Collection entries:
┌────────

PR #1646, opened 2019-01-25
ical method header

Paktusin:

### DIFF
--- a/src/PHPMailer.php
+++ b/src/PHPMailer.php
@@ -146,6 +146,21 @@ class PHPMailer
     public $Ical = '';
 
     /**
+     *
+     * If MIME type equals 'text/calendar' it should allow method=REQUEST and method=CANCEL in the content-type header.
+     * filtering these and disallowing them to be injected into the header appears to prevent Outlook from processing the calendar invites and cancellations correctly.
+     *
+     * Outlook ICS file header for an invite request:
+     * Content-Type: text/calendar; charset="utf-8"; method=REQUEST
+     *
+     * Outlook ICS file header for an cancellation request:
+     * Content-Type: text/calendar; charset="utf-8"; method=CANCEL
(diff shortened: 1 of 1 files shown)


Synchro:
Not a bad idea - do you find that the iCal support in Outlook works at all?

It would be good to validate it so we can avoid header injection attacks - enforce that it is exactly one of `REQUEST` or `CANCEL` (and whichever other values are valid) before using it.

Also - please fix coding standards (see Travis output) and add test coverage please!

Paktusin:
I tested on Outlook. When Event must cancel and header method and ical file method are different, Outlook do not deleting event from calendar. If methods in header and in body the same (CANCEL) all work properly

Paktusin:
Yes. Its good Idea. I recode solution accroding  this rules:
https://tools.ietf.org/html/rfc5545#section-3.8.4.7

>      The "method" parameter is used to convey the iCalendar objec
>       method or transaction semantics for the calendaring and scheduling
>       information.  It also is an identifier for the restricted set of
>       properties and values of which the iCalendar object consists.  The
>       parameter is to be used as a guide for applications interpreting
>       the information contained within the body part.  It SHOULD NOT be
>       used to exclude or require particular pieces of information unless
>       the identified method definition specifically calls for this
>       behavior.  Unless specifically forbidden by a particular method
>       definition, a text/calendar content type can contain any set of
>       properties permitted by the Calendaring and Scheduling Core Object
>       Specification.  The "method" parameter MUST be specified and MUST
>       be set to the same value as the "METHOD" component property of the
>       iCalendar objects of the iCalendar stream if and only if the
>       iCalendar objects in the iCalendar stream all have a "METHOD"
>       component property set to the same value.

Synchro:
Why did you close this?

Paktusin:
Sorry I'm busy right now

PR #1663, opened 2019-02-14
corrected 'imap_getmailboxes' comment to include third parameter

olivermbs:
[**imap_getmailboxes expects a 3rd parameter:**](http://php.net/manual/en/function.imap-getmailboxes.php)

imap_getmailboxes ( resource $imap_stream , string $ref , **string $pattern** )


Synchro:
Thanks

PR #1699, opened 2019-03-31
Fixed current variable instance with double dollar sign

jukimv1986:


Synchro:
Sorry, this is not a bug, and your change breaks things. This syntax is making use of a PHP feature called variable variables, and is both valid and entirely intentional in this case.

└────────

WORK INSTRUCTIONS:
Keep to the lines above, from the first one through the line where "for an cancellation" appears, and copy them exactly.

FINISHED TASK:
PR #1646, opened 2019-01-25
ical method header

Paktusin:

### DIFF
--- a/src/PHPMailer.php
+++ b/src/PHPMailer.php
@@ -146,6 +146,21 @@ class PHPMailer
     public $Ical = '';
 
     /**
+     *
+     * If MIME type equals 'text/calendar' it should allow method=REQUEST and method=CANCEL in the content-type header.
+     * filtering these and disallowing them to be injected into the header appears to prevent Outlook from processing the calendar invites and cancellations correctly.
+     *
+     * Outlook ICS file header for an invite request:
+     * Content-Type: text/calendar; charset="utf-8"; method=REQUEST
+     *
+     * Outlook ICS file header for an cancellation request:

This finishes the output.